In this post we’ll take a look at the backtest results of opening one SLV short put 45 DTE cash-secured position each trading day from Dec 8 2008 through November 8 2019 and see if there are any discernible trends. We’ll also explore the profitable strategies to see if any outperform buy-and-hold SLV.
There are 10 backtests in this study evaluating over 26,500 SLV short put 45 DTE cash-secured trades.
Let’s dive in!
- Symbol SLV
- Strategy Short Put
- Start Date 2008-12-08
- End Date 2019-11-08
- Positions opened 1
- Entry Days every trading day in which entry criteria is satisfied
- Timing 3:46pm ET
- Strike Selection
- 5 delta +/- 4.5 delta, closest to 5
- 10 delta +/- 5 delta, closest to 10
- 16 delta +/- 6 delta, closest to 16
- 30 delta +/- 8 delta, closest to 30
- 50 delta +/- 8 delta, closest to 50
- Trade Entry
- 5D short put
- 10D short put
- 16D short put
- 30D short put
- 50D short put
- Trade Exit
- 50% max profit or 21 DTE, whichever occurs first
- Hold till expiration
- Margin requirements are always satisfied
- Margin calls never occur
- Margin requirement for short CALL and PUT positions is 20% of notional
- Margin requirement for short STRADDLE and STRANGLE positions is 20% of the larger strike
- Margin requirement for short VERTICAL SPREAD positions is the difference between the strikes
- Early assignment never occurs
- Prices are in USD
- Prices are nominal (not adjusted for inflation)
- Margin collateral is held as cash and earns no interest
- Assignment P/L is calculated by closing the ITM position at 3:46pm ET the day of expiration / position exit
- Commission to open, close early, or expire ITM is 1.00 USD per contract
- Commission to expire worthless is 0.00 USD per contract
- Commission to open or close non-option positions, if applicable, is 0.00 USD
- Slippage is calculated according to the slippage table
- For comprehensive details, visit the methodology page
This study seeks to measure the performance of opening option positions and will interpret the results from the lens of income generation relative to buy-and-hold.

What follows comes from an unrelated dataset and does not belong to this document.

PR #860, opened 2020-10-05
DISPATCH-1778: Extra data included in adaptor outbound streams

ChugR:
Body_data processing failed to contain output to the current section.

The utility or effectiveness of options as a hedging tool or other use will not be discussed and is out of scope.
Managing trades early lowered the win rate for all strategies.
Baring the 5D and 10D early management strategies which suffered from commission drag, the riskier the trade the lower the win rate.
Worst Monthly Return
Average P/L Per Day
Average Trade Duration
Managing trades at 50% max profit or 21 DTE yielded trade durations less than half the duration of hold-till-expiration.
Compound Annual Growth Rate
Profit Spent on Commission
25.3% – the blended average percent of profits spent on commission across strategies with profits.
Higher-delta strategies yielded greater profits than lower delta strategies.
Holding till expiration yielded greater profits than managing early.
Most option strategies were profitable.
Early management hurt performance across the board. Yes, daily P/L is higher on some strategies as a result of the much shorter trade durations. However, that’s more than offset by every other metric. This is a scenario where the best approach historically has been to simply place a trade then walk away.
A notable observation is the sharp increase in SLV late 2010 / early 2011 and subsequent price collapse early-to-mid 2013. Short put options missed out on the steep gains yet also absorbed the losses quite well. With Sharpe ratios over 2.7x the buy-and-hold strategy, this is an underlying where leveraged strategies may outperform on both a total return and risk-adjusted basis.
Systematically opening cash-secured short put positions on SLV was profitable for all hold-till-expiration strategies and the 30D and 50D early-management strategies.
All of the cash-secured SLV hold-till-expiration short put strategies outperformed buy-and-hold SLV on a risk-adjusted return basis. However, none outperformed on a total return basis.
The 5D and 10D @ hold-till-expiration strategies had the greatest risk-adjusted return.